== Required work ==
The expected response is a copy of every line in the entries below that includes the word "generated".

== Supplied data ==
==============================

Issue #6618, opened 2026-08-07
[New Rule] Browser Credential Database Query via Database CLI Utility


clivoa:
### Description

Identifies a command line database client (`sqlite3`, `duckdb`) querying a Chromium-based browser's credential, cookie or autofill database (`Login Data`, `Cookies`, `Cookies.binarycookies`, `Web Data`). `sqlite3` ships with macOS and is Apple-signed, so an adversary can read credentials and session cookies out of a browser profile without introducing an untrusted binary. The rule keys on the database being queried rather than on the trust level of the process querying it.

Checked for overlap before building: `credential_access_suspicious_web_browser_sensitive_file_access.toml` and the wallet rule in #6616 both key on `process.code_signature.trusted`/`exists`, and a trusted `sqlite3` process satisfies neither.

**Validation**: real Elastic Defend telemetry on macOS (Elastic Agent 9.4.0 / Elastic Defend 9.4.1). Two independent real true-positive vectors captured: a direct `sqlite3` query against `Login Data`, and a second against `Cookies` (`SELECT host_key, name FROM cookies`), both via direct exec and via a `bash -c` wrapper, confirming the technique isn't specific to one invocation style or one database file. Real negative control: a genuinely unrelated `sqlite3` invocation against an arbitrary local application database (`/tmp/.../myapp.db`), confirmed excluded via a live `_eql/search` against the actual proposed rule query.

**Update 2026-08-11**: renamed to "Browser Credential Database Query via Database CLI Utility" after review, since the query matches `sqlite3` and `duckdb` and the old name described only one of them. The rule's `false_positives` field was also rewritten: it had described a negative control (an unrelated `sqlite3` invocation that does not match) rather than benign traffic that does match. See #6621.

### Target Ruleset

macos

### Target Rule Type

Event Correlation (EQL)

### Tested ECS Version

8.10.0

### Query

```eql
process where event.action == "exec" and host.os.type == "macos" and process.name in~ ("sqlite3", "duckdb") and
 process.command_line like~ ("*Login Data*", "*/Cookies*", "*Cookies.binarycookies*", "*Web Data*")
```

### New fields required in ECS/data sources for this rule?

None. Uses standard `process.*` fields already populated by Elastic Defend on macOS.

### Related issues or PRs

#6621

### References

- https://www.sqlite.org/cli.html
- https://www.microsoft.com/en-us/security/blog/2026/02/02/infostealers-without-borders-macos-python-stealers-and-platform-abuse/
[...]

PR #6621, opened 2026-08-07
[New Rule] Browser Credential Database Query via Database CLI Utility

clivoa:
## Summary

Adds a new detection rule: **Browser Credential Database Query via Database CLI Utility** (`rules/macos/credential_access_browser_credential_database_query_via_db_cli.toml`).

Relates to #6618, the discussion issue for this rule, opened per CONTRIBUTING.md's issue-first process. Not closing it with this PR since the maintainer conversation there may still be ongoing.

## What it detects and why

A command line database client (`sqlite3`, `duckdb`) querying a Chromium-based browser's credential, cookie or autofill database (`Login Data`, `Cookies`, `Cookies.binarycookies`, `Web Data`). `sqlite3` ships with macOS and is Apple-signed, so an adversary can read credentials and session cookies out of a browser profile without introducing an untrusted binary. The rule keys on the database being queried rather than on the trust level of the process querying it.

Checked for overlap before building: `credential_access_suspicious_web_browser_sensitive_file_access.toml` and the wallet rule in #6616 both key on `process.code_signature.trusted`/`exists`, and a trusted `sqlite3` process satisfies neither.

## Review feedback addressed

- **The rule name did not describe the query.** It matched `sqlite3` and `duckdb` while being named after `sqlite3` alone. Renamed, along with the investigation guide heading and the rule file itself.
- **`false_positives` described a negative control rather than a false positive.** The old text explained that an unrelated `sqlite3` invocation does *not* match the rule. What belongs in that field is benign traffic that *does* match. Rewritten, and the same inversion was found and fixed in the investigation guide's false-positive section.
- Applying the points raised on #6612 to this rule as well: the description is trimmed to what the rule detects, `maturity` is now `production`, the `setup` block is replaced with the standard Elastic Defend text, and `references` now carry threat context instead of only the sqlite CLI docs.

The query itself is unchanged.

- **MITRE ATT&CK**: T1555 (Credentials from Password Stores) / T1555.003 (Credentials from Web Browsers), T1539 (Steal Web Session Cookie), all under Credential Access (TA0006)
- **Behavior-based**: yes, keyed on the browser credential databases targeted, not on the querying tool's trust status.

## Validation performed

Real lab testing against a live Elastic Defend deployment on macOS:
- True positive: a direct `sqlite3` query against Chrome's `Login Data`.
- True positive: a second independent vector, a direct `sqlite3` query against Chrome's `Cookies` database (`SELECT host_key, name FROM cookies`), tested both via direct exec and via a `bash -c` wrapper, confirming the technique generalizes beyond one database file or invocation style.
- Negative control: an unrelated `sqlite3` invocation against an arbitrary local application database, confirmed not to match via a live `_eql/search` against the proposed rule query.

Backup, migration, forensics and browser profile inspection tooling can query these same files through `sqlite3` or `duckdb` and will match. So will an administrator or developer reading their own profile from a terminal. Both are documented in `false_positives` with guidance to check the process, its parent, and the queried profile path before escalation.

- [x] Issue opened first (#6618); issue-first discussion is why this PR references rather than closes it
- [x] `python -m detection_rules validate-rule` passes against this repo's current `main`
- [x] Full `pytest tests/` suite passes (317 passed, 19 skipped)
- [x] `false_positives` and noise-level expectations documented
- [x] Investigation guide (`note` field) included


clivoa:
Both of your notes were right, and the second one was a mistake I had repeated elsewhere.

The name did not describe the query. It matched `sqlite3` and `duckdb` while claiming to be about `sqlite3`, so the rule is now "Browser Credential Database Query via Database CLI Utility". The investigation guide heading follows it.

On false positives, the old text described an unrelated `sqlite3` invocation that does not match the rule. That is a negative control, not a false positive. What belongs there is the benign traffic that does match, so it now lists backup, migration, forensics and profile inspection tooling, plus a user reading their own profile from a terminal. I went back through the guide's false positive section and found the same inversion there, so that is rewritten too.

Two other things I fixed here after your review on #6612, since they were the same issues:

The description held gap analysis and validation narrative, including references to my own local file names. It is trimmed to what the rule detects.

maturity is now production, the setup block is replaced with your standard text, and the references now carry threat context for macOS infostealers that collect browser credential databases rather than only linking the sqlite CLI docs.

The query itself is unchanged.

rules/macos/credential_access_browser_credential_database_query_via_db_cli.toml
```diff
@@ -0,0 +1,117 @@
...
+updated_date = "2026/08/07"
+
+[rule]
+author = ["clivoa"]
+description = """
+Identifies a command line database client (`sqlite3`, `duckdb`) querying a Chromium-based browser's
+credential, cookie, or autofill database (`Login Data`, `Cookies`, `Cookies.binarycookies`,
+`Web Data`). `sqlite3` ships with macOS and is Apple-signed, so an adversary can read credentials
+and session cookies out of a browser profile without introducing an untrusted binary. This rule
+keys on the database being queried rather than on the trust level of the process querying it.
```
w0rk3r:
```suggestion
Identifies a command line database client querying a Chromium-based browser's credential, cookie, or autofill database
(`Login Data`, `Cookies`, `Cookies.binarycookies`, `Web Data`). Adversaries may abuse the availability of these utilities
to read credentials and session cookies without introducing an untrusted binary.
```

rules/macos/credential_access_browser_credential_database_query_via_db_cli.toml
```diff
@@ -0,0 +1,117 @@
...
+creation_date = "2026/08/07"
+integration = ["endpoint"]
+maturity = "production"
+updated_date = "2026/08/07"
+
+[rule]
+author = ["clivoa"]
+description = """
+Identifies a command line database client (`sqlite3`, `duckdb`) querying a Chromium-based browser's
+credential, cookie, or autofill database (`Login Data`, `Cookies`, `Cookies.binarycookies`,
```
w0rk3r: > Cookies.binarycookies

Not chromium related?

rules/macos/credential_access_browser_credential_database_query_via_db_cli.toml
```diff
@@ -0,0 +1,117 @@
...
+    "Tactic: Credential Access",
+    "Data Source: Elastic Defend",
+    "Resources: Investigation Guide",
+]
+timestamp_override = "event.ingested"
+type = "eql"
+
+query = '''
+process where event.action == "exec" and host.os.type == "macos" and process.name in~ ("sqlite3", "duckdb") and
+ process.command_line like~ ("*Login Data*", "*/Cookies*", "*Cookies.binarycookies*", "*Web Data*")
```
w0rk3r: Can you check whether this logic can be done via file open events? Something like this, but it is likely that you will need to tweak it to make it work:

```
file where event.action == "open" and host.os.type == "macos" and
  process.name in~ ("sqlite3", "duckdb") and
  file.name like~ ("Login Data", "Cookies", "Cookies.binarycookies", "Web Data")
```

rules/macos/credential_access_browser_credential_database_query_via_db_cli.toml
```diff
@@ -0,0 +1,117 @@
...
+  the affected browser profile, and force session invalidation for any accounts with active cookies
+  in the queried database.
+- Consider whether the same technique could be used against other trusted database CLIs
+  (`duckdb`, or a scripting language's built-in SQLite bindings) not covered by this rule's
+  `process.name` list.
+"""
+references = [
+    "https://www.sqlite.org/cli.html",
+    "https://www.microsoft.com/en-us/security/blog/2026/02/02/infostealers-without-borders-macos-python-stealers-and-platform-abuse/",
+    "https://www.sophos.com/en-us/blog/why-amos-matters-the-macos-malware-stealing-data-at-scale",
```
w0rk3r: These support the context and investigation, but I don't see mentions of what we are looking for in the query

rules/macos/credential_access_browser_credential_database_query_via_db_cli.toml
```diff
@@ -0,0 +1,117 @@
...
+]
+risk_score = 73
+rule_id = "c94e9b30-1910-45a0-a930-622937231c32"
+setup = """## Setup
+
+This rule is designed for data generated by [Elastic Defend](https://www.elastic.co/security/endpoint-security), which provides native endpoint detection and response, along with event enrichments designed to work with our detection rules.
+
+Setup instructions: https://ela.st/install-elastic-defend
+"""
+severity = "high"
```
w0rk3r:
```suggestion
risk_score = 47
rule_id = "c94e9b30-1910-45a0-a930-622937231c32"
setup = """## Setup

This rule is designed for data generated by [Elastic Defend](https://www.elastic.co/security/endpoint-security), which provides native endpoint detection and response, along with event enrichments designed to work with our detection rules.

Setup instructions: https://ela.st/install-elastic-defend
"""
severity = "medium"
```

clivoa:
Thanks, all five are addressed, and the file open question turned out to be more interesting than I expected. I had to correct myself on it.

**`Cookies.binarycookies`** was a straight mistake. It is Safari's binary cookie format, not Chromium, and it is not a SQLite database at all, so `sqlite3` could never have read it. Removed from the query, the description and the guide.

**Description** replaced with your wording, minus that filename. **`risk_score` and `severity`** are now 47 and medium.

**References.** You were right, and they were worse than unhelpful. They described macOS stealers in general without covering what the query looks for. Replaced with:

- [LOOBins `sqlite3`](https://www.loobins.io/binaries/sqlite3/), which documents this binary under Credential Access and cookie theft, with a worked example dumping browser cookie data through `sqlite3`
- [Red Canary on Silver Sparrow](https://redcanary.com/blog/threat-intelligence/clipping-silver-sparrows-wings/), real macOS malware invoking `sqlite3` against a system database
- [Jamf on CrashStealer](https://www.jamf.com/blog/crashstealer-macos-infostealer-analysis/) for the targeting of `Login Data` and `Cookies`
- T1555.003

Your comment made me check every other rule and hunt I have open. Of 63 reference URLs, seven were dead, one pointed at a site that no longer exists, and one was a PyPI two-factor-authentication announcement cited on a rule about build-hook abuse. All fixed. Fair catch, and it was not limited to this PR.

**Making this a hunt.** I would rather propose it as one, and your provenance instinct is why.

What I can evidence is that `sqlite3` is documented as an abused binary for credential and cookie theft, that real macOS malware uses it against system databases, and that the databases this query names are what stealers target. What I could not find is published reporting of an actor querying those databases in place with a database client rather than copying them out and decrypting offline. The vector came from my own testing of macOS living-off-the-land binaries. That suits hunting content better than an alerting rule, so I am happy to move it to `hunting/macos/` unless you would rather keep it as a rule.

**File open events, and a correction.**

I previously measured that `event.action: "open"` never fires, on macOS 12.7.6 and on Linux, and I was about to tell you it could not work. Before replying I rebuilt the lab on macOS 26.5.2 with Agent 9.4.0 and Defend 9.4.1, and that is not what happens on a current build.

Baseline with the default policy, 164 file documents: `modification`, `rename`, `deletion`. No `open`.

After enabling `mac.advanced.events.event_on_access.file_paths` and confirming with `elastic-agent inspect` that it compiled into the agent policy, `open` events do appear. So the mechanism works, and my earlier conclusion was wrong on current builds.

The catch is which files they appear for. Every `open` event I captured was for a keychain:

```
[Raycast] /Library/Keychains/System.keychain
[Raycast] /Users/<user>/Library/Keychains/login.keychain-db
```

None were for the paths I configured. I set `file_paths` to Chrome's `Login Data` and `Cookies`, first with a `/Users/*/` wildcard and then with fully literal paths, verified compiled in both times, and then read those files four different ways: `sqlite3`, `cat`, `cp` and `head`. Zero `open` events for them, while the same reads produced process events immediately.

So your suggested query returns 0 matches on real telemetry, and the process-based one returns 4 for the same activity, including a genuine `sqlite3` query against a real Chrome profile with 6,817 cookies in it.

That leaves a question I cannot answer from outside: is `event_on_access.file_paths` expected to extend `open` coverage to arbitrary paths, or is `open` limited to an internal set of sensitive files with the setting only toggling that behaviour on? If it is the former, I am misconfiguring it and would like to know how, because your design is better than mine and I will switch to it. If it is the latter, that is worth documenting, since the setting reads as a general path allowlist.

I have kept the process-based query for now on the grounds that it demonstrably fires on this activity.

PR #6631, opened 2026-08-10
[Rule Tuning] Potential Computer Account NTLM Relay Activity

Mikaayenson:
Resolves elastic/ia-trade-team#1064

Reduces noise from multi-homed Windows servers authenticating to themselves via NTLM from a secondary NIC or IP address. The existing host.ip string comparison fails to account for multi-valued IP fields, causing false positives when the source IP belongs to the same machine but on a different interface. Adds a condition to exclude events where the NTLM workstation name (source.domain) matches the machine account name, which reliably identifies legitimate self-authentication rather than relay activity.

---


eric-forte-elastic (approved):
Tuning makes sense LGTM 👍

bryans3c (approved):

PR #6636, opened 2026-08-11
[Bug] [DaC] ignore_ssl_errors treated as string and query type not supported with --required-only

### LINKED ISSUE #6634: [DaC] CLI seems to ignore value for ignore_ssl_errors
### Command or doc area

- [ ] `import-rules-to-repo`

_No response_

### Summary

Using `ignore_ssl_errors` seems to set it to true whatever the value is. Only tried it from the .cfg file. 

### Expected vs actual

Expected : using the flag with a dummy value throws an error, using `False` still checks certificates. Using `True` ignores ssl errors and proceeds.

### Environment (if relevant)

_No response_

_No response_

### Related issues (optional)

_No response_

eric-forte-elastic:
# Pull Request

*Issue link(s)*:

Resolves https://github.com/elastic/detection-rules/issues/6634

## Summary - What I changed

`--ignore-ssl-errors` treated its value as a string and both `False` and `false` would equate to true. This affected users with verbose configs which would result in cases where the intent is for the ignore to be `False` (double negative resulting in verification to be required), and the result would be that verification would not be required, being against the intent. To address this, we are switching the evaluation type to being a click bool instead of a string. This was done previously but I think this was lost in a merge in a prior PR 

Additionally, fixes an unrelated bug where using the create rules CLI e.g. `create-rule -t query --required-only` never prompted for `query` and then died in marshmallow with an opaque union error listing every rule type. This was introduced with the support of query being an optional field as one can have filter only rules of `query` type (ref #6334 ). However, the `--required-only` flag builds from the data class requirements and does not take into account the separate python logic for validation which requires one or the other. This PR adds this behavior to this flag option as well. Prior to this fix, using `create-rule -t query --required-only` without a query or filter would result in an error. This error is correct, we just expect the error to be caught and handled. Now, the command does not error, it just prompts for the query if a filter is not provided.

==============================

== Your response ==
+This rule is designed for data generated by [Elastic Defend](https://www.elastic.co/security/endpoint-security), which provides native endpoint detection and response, along with event enrichments designed to work with our detection rules.
This rule is designed for data generated by [Elastic Defend](https://www.elastic.co/security/endpoint-security), which provides native endpoint detection and response, along with event enrichments designed to work with our detection rules.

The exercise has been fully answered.